Довольно скоро никто уже не мог подсказать ей такое, чего бы она не знала. Она, можно сказать, стала оракулом, в приливе вдохновения дававшим советы; женщины помоложе и позастенчивей принимали их с благодарностью, а те, что постарше – с вялой кисло-сладкой улыбкой.

Но теперь Эми Паркер, ставшую матерью семейства, уже ничто не смущало.

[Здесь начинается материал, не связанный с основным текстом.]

PR #3429, opened 2026-06-11
Fix: give the IP privacy middleware a trusted-proxy config

### LINKED ISSUE #3427: IP privacy middleware hides the real client IP when running behind a proxy
Behind a reverse proxy, the Colonel "Your Current IP Address" panel on `/colonel/banned-ips` shows the ingress hop with its last octet zeroed (for us `10.244.10.0`, a Traefik pod) instead of the visitor's IP. The same wrong value feeds ban checks, sessions, identity resolution, and audit logs, so bans never match real traffic. Enabling `site.network.trusted_proxy` does not fix it.

## Cause

`MiddlewareStack.configure` mounts the IP privacy middleware first with no security config:

```ruby
builder.use Otto::Security::Middleware::IPPrivacyMiddleware
```

With `@security_config` nil, Otto's `resolve_client_ip` returns on its first line:

```ruby
return remote_addr unless @security_config
```

So it takes `REMOTE_ADDR` (the proxy hop), never reads `X-Forwarded-For`, masks it, then overwrites `REMOTE_ADDR` / `X-Forwarded-For` / `X-Real-Ip` with the masked value. Everything after it reads `request.ip` from an env whose forwarded headers are already gone. The `.0` ending is the one-octet privacy mask.

The `site.network.trusted_proxy` settings from #3116 only configure `Rack::Request#ip`, which runs after the middleware has already rewritten the headers. The two paths use separate trust lists, and the Otto one (`Otto::Security::Config#trusted_proxies`) is never populated, since every `Otto.new` is called without `trusted_proxies:`.

## Fix

Pass the middleware an `Otto::Security::Config` that trusts the proxy hops (RFC1918/loopback), gated on `site.network.trusted_proxy.enabled`, so it resolves the real client from the forwarded headers before masking. PR incoming.

Seen on `v0.25.8` (otto `2.0.2`); same code path on `main` (otto `2.2.0`).

syphernl:
Fixes #3427.

The IP privacy middleware is mounted first in the common stack with no security config:

```ruby
builder.use Otto::Security::Middleware::IPPrivacyMiddleware
```

With `@security_config` nil, Otto's `resolve_client_ip` returns `REMOTE_ADDR` without reading `X-Forwarded-For`, masks it, and overwrites the forwarded headers with the masked value. Behind a proxy the real client IP is gone before any later middleware or auth strategy calls `request.ip`, so the `site.network.trusted_proxy` config from #3116 (which only configures `Rack::Request#ip`) runs too late to help. Details in #3427.

## Change

`MiddlewareStack` builds an `Otto::Security::Config` and passes it to the middleware. When `site.network.trusted_proxy.enabled` is true it trusts the private proxy ranges (RFC1918, loopback, link-local, IPv6 ULA/loopback), so the middleware resolves the client from the forwarded headers and masks that instead. When trusted proxy is off, the helper returns nil and behaviour is unchanged, so direct-connection deployments are unaffected.

## Limits

- Only RFC1918/loopback hops are trusted. Public proxy ranges (a CDN with public egress IPs) would need CIDR matching, which Otto's prefix-based trusted-proxy list doesn't do, so `site.network.trusted_proxy.cidrs` still only affects `Rack::Request#ip`. Noted in a code comment.
- The stored/displayed IP is still masked to a /24 by the existing privacy settings. This just makes it the correct /24 rather than the proxy's.

## Tests

Added `spec/unit/onetime/application/middleware_stack_spec.rb` for the absent, disabled, and enabled cases (documentation IPs only). Couldn't run the suite locally (no bundler in my env), so please let CI confirm.

### DIFF
--- a/lib/onetime/application/middleware_stack.rb
+++ b/lib/onetime/application/middleware_stack.rb
@@ -54,6 +54,33 @@ module Onetime
         'application/x-www-form-urlencoded' => proc { |body| Rack::Utils.parse_nested_query(body) },
       }.freeze
 
+      # IP ranges that are always treated as proxy hops, never as the client.
+      # IPv4: RFC1918 (10/8, 172.16/12, 192.168/16), loopback (127/8) and
+      # link-local (169.254/16). IPv6: loopback (::1), ULA (fc00::/7, the
+      # f[cd] branch) and link-local (fe80::/10, the fe[89ab] branch). Otto's
+      # IPPrivacyMiddleware walks X-Forwarded-For and returns the first
+      # address that does NOT match a trusted proxy, so trusting these private
+      # ranges is what lets the real public visitor IP surface in deployments
+      # where every proxy hop has an internal address (Kubernetes ingress,
+      # cloud load balancers).
+      #
+      # Defined at module scope (not inside `class << self`) so it is reachable
+      # as MiddlewareStack::PRIVATE_PROXY_RANGES from the Otto router wiring in
+      # OttoHooks, while remaining lexically visible to the singleton methods
+      # below.
+      PRIVATE_PROXY_RANGES = /
+        \A(?:
+          10\.|
+          127\.|
+          192\.168\.|
+          169\.254\.|
+          172\.(?:1[6-9]|2\d|3[01])\.|
+          ::1\z|
+          f[cd]|
+          fe[89ab]
+        )
+      /ix
+
       class << self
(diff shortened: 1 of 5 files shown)


delano:
@syphernl Good fix.

Just a little organizing and passing the same trusted-proxy list to Otto. Also added fe80::/10 to the private ranges and rounded things out with some IPv6 and router-wiring tests.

Если второго ребенка Паркеров окрестили не сразу, то лишь потому, что у девочки в первые месяцы ее жизни действительно были признаки болезненности, сколько бы ни отрицала это ее мать. Но потом родители попривыкли к своим страхам и, договорившись с мистером Парбриком, повезли бледненькую малышку в невзрачную коричневую церковь в крытой двуколке, купленной отцом у вдовы пекаря в Бенгели. Все семейство, наряженное в лучшую свою одежду, слишком темную для жаркого дня, заполнило собою еще вполне приличную двуколку. Мать, парясь в лучшей шали, крепко прижимала к себе ребенка и перчаткой отгоняла мух. Крупные, жесткие руки отца легко и ловко, словно играючи, управлялись с вожжами, он посвистывал, округлив потрескавшиеся от солнца губы, и вообще казалось, будто нынче он решил поиграть в огромную резвящуюся рыбу. А малыш надувал красно-бронзовые щечки и изображал неприличные звуки, пока мать не велела ему прекратить.

– Ты мне на нервы действуешь, – сказала она.

– Почему? – обиженно спросил он, готовясь заплакать.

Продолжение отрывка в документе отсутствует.